Strong increase in production caused by last year’s low base effects
In accordance with the GUS data, the volume of sold production of industry in enterprises employing more than 9 people increased by 44.5% YoY in April comparing to +18.9% YoY in March, running in line with the market consensus and above our forecast (43.0%). Last year’s extremely low base effect was the main reason behind a strong industrial production growth in April comparing to March. This is because April 2020 saw the sharpest decline in production in the recorded history (by 20.7% MoM) in the wake of the COVID-19 pandemic and related restrictions and disrupted global supply chains.

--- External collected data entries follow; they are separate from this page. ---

PR #3186, opened 2022-08-28
shouldBe/shouldNotBe chain

### LINKED ISSUE #3170: shouldBe() / shouldNotBe() don't chain
kotest 5.4.2

I'm testing some mapping and transformation code, and sometimes there can be some benefits to asserting against external test data in stead of hardcoded inline constants. But this carries the risk that the test data may be incomplete, outdated or corrupted, and you end up with a test that looks god but actually compares null to null, which might pass even if the relevant mapping code is faulty or missing entirely. 

To guard against this, i add a null check for the nullable feilds, and chaining is a clear and succinct way to do it:  
```
with(outboundEvent.data) {
    ...
    purpose.shouldNotBeNull() shouldBe src.purpose
```
(i use infix syntax for consistency with the rest of my test, and function syntax for the null check because I have to) 
This works fine, but my first attempt did not:
```
    purpouse.shouldNotBe(null) shouldBe src.purpouse
```
Apparently shouldtNotBe (and shouldBe) returns Unit, not T as all the chainable asserts.
Why this inconsistency?

sksamuel:
Closes #3170


LeoColman (changes requested):
Missing some tests on the return

LeoColman (approved):

LeoColman (approved):

myuwono (approved):

philBrown:
This represents a breaking change to the API and should never have been released as a minor update

PR #3187, opened 2022-08-28
Added lazy mountable extensions

sksamuel:
Would something as simple as this suffice for your needs @nomisRev


kotest-framework/kotest-framework-api/src/commonMain/kotlin/io/kotest/core/extensions/MountableExtension.kt
```diff
@@ -27,11 +27,54 @@ interface MountableExtension<CONFIG, MATERIALIZED> : Extension {
...
+   fun mount(configure: CONFIG.() -> Unit): LazyMaterialized<MATERIALIZED>
+}
+
+data class LazyMaterialized<MATERIALIZED>(private var value: MATERIALIZED) {
+
+   fun set(value: MATERIALIZED) {
+      this.value = value
+   }
+
+   fun get() = value
```
nomisRev: Should this not be protected from incorrect access during initialisation? It can only be safely accessed from `TestScope`? That actually depends on how the underlying `Extension` initialises it, right?

This would work for my use-case, but the API is rather unsafe.

In the PR with the original use-case [here]() there is `LazyMaterialized` with `suspend fun get()` so it can only be accessed from `suspend TestScope.() -> Unit`. If it's access before it needs to be somehow in a `suspend` context and will get loaded lazily then. If it's accessed **after** `clear/close` is called (on `afterSpec` or similar) then it'll throw an `IllegalStateException`.

Should we have a similarly "safer" API? I.e. the example here `Kafka` also involves some heavy I/O, blocking code both on `start` and `close`.

LeoColman (approved):

nomisRev (commented):
I'm so sorry @sksamuel, my comment has been pending on this PR for 2 + weeks.. 🤦‍♂️

kotest-framework/kotest-framework-api/src/commonMain/kotlin/io/kotest/core/extensions/MountableExtension.kt
nomisRev: So, short-answer: yes this works.
Long-answer: should we try to make the API safer?

sksamuel: I agree the API isn't great, but I don't know how we can limit it to test scope, or even if we care about that, as long as it supports suspension.
Like you might want to initialize in a before spec listener. That's a suspendable context.
Let me think more on this.

sksamuel: Ok I have followed your guidelines and it is much clearer now.

A `LazyMountableExtension` returns a `LazyMaterialized` which has a SAM.

```kotlin
interface LazyMaterialized<MATERIALIZED> {
   suspend fun get(): MATERIALIZED
}
```

Once get is invoked, the implementation can initialize if required.

Here is the example from the tests:

```kotlin
object : LazyMaterialized<String> {
  var state: String? = null
  override suspend fun get(): String {
    delay(1)
    if (state == null) state = "ready"
    return state ?: error("Must be initialized")
  }
}
```

nomisRev:
Thank you for looking into this @sksamuel 🙏
This is going to be great to offer even better support for Arrow in Kotest auto-of-the-box ❤️

PR #3192, opened 2022-08-29
[DO NOT MERGE] Test with Kotlin 1.7.20-Beta

sksamuel:
This PR is to test Kotest with 1.7.20


LeoColman:
@sksamuel I think you've fixed Kotlin version in main, right?
For that reason I'll close this one to clear things up :)

Issue #3097, opened 2022-07-06
Error message when using shouldContainExactly with HashSet is hard to understand


JonathanLennox:
**Which version of Kotest are you using**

Bottlenecks curb the activity in the industry
Strong statistical effects mentioned above make it difficult to assess trends in individual industry branches precisely. Despite a clear decline in annual production growth between March and April, the activity accelerated most in the categories with a significant share of export sales in the revenues. We estimate that production in export-oriented branches rose by 117.1% YoY comparing to a 38.2% growth in March. This means that industrial production in those categories doubled in April 2021 comparing to April 2020. With borders closed last year in spring and global supply chains disrupted, low base effects are particularly visible in those very branches. Furthermore, those categories have benefited from the recovery in global trade, which can be seen at present. However, production rose sharply also in the remaining manufacturing categories. We estimate that production growth in construction-related sectors stood at 40.0% YoY in April vs. 18.8% in March, while in other branches (except for exports- and construction-related categories), production increased by 17.4% YoY comparing to 8.4% in March.
What is slightly surprising as regards today's data is a decline in seasonally-adjusted production (-0.4%) in April comparing to March. This means that bottlenecks in global supply chains, i.e. shortages in raw materials, materials and semi-finished products, whose existence was pointed to in business surveys curb the recovery in the Polish industry (see MACROmap of 26/04/2021). For example, due to supply barriers (lack of semi-conductors required to continue production), production in a Volkswagen factory had to be stopped in April.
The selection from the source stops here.